What lines below include the string "filename"? Pick them out and copy them.
_ _ _ _
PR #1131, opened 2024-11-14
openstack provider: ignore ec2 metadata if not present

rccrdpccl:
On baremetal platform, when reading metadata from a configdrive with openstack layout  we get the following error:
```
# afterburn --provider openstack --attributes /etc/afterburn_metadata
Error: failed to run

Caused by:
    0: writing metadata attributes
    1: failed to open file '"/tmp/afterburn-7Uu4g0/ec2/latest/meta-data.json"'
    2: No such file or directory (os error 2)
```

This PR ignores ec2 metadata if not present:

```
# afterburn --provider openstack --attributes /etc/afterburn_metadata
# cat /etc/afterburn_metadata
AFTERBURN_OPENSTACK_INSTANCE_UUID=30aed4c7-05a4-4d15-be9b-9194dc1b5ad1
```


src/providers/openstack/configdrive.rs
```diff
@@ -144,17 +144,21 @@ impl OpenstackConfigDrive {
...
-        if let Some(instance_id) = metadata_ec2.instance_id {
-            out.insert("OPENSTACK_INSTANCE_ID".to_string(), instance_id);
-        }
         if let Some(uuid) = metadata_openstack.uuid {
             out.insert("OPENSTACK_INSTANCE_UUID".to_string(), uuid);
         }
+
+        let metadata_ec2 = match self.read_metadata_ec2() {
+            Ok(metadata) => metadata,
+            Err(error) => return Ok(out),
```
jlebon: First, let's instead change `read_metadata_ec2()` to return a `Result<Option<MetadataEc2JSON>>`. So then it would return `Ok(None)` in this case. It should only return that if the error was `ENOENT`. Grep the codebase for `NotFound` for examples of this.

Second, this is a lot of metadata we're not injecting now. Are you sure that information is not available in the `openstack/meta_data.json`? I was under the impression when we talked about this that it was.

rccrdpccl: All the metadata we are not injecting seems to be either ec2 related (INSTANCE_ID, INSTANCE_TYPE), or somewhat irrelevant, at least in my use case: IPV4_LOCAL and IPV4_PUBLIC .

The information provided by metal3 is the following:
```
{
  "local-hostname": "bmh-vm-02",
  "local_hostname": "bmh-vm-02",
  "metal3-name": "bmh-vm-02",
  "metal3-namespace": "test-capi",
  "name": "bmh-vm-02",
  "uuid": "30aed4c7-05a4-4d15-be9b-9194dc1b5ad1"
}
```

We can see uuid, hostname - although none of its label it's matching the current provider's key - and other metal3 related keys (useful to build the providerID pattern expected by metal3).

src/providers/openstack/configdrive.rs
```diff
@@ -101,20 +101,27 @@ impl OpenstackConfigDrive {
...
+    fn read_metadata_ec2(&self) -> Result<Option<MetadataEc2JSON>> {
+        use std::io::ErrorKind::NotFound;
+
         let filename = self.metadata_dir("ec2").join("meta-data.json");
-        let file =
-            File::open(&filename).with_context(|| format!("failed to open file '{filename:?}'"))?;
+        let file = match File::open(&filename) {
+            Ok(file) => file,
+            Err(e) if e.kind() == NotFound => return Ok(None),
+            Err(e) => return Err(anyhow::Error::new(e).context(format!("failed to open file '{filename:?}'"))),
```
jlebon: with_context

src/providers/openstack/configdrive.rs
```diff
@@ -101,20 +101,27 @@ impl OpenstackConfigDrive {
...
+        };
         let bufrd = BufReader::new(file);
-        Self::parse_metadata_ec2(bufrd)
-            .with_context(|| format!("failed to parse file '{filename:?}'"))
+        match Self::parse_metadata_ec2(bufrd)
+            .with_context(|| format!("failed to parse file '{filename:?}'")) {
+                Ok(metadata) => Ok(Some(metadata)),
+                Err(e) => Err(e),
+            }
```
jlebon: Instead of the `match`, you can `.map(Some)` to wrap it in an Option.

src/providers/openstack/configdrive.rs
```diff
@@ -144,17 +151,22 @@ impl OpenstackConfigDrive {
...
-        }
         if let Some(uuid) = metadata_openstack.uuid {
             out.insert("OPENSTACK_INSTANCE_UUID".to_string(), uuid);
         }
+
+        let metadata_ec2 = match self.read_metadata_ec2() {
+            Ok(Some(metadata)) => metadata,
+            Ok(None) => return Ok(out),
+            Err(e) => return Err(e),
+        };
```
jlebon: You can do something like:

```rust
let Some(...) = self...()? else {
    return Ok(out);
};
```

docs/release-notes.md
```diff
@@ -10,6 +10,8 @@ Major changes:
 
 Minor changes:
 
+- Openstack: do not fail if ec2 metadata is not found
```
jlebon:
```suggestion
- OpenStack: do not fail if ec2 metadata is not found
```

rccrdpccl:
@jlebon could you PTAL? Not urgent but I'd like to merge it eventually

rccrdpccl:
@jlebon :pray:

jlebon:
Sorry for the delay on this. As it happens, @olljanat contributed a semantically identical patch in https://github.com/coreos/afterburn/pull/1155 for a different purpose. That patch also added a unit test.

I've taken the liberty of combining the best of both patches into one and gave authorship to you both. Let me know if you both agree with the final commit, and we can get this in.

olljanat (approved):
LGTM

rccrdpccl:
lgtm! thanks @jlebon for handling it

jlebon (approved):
_ _ _ _
▶ **Exercise result**:
         let filename = self.metadata_dir("ec2").join("meta-data.json");
-            File::open(&filename).with_context(|| format!("failed to open file '{filename:?}'"))?;
+        let file = match File::open(&filename) {
+            Err(e) => return Err(anyhow::Error::new(e).context(format!("failed to open file '{filename:?}'"))),
-            .with_context(|| format!("failed to parse file '{filename:?}'"))
+            .with_context(|| format!("failed to parse file '{filename:?}'")) {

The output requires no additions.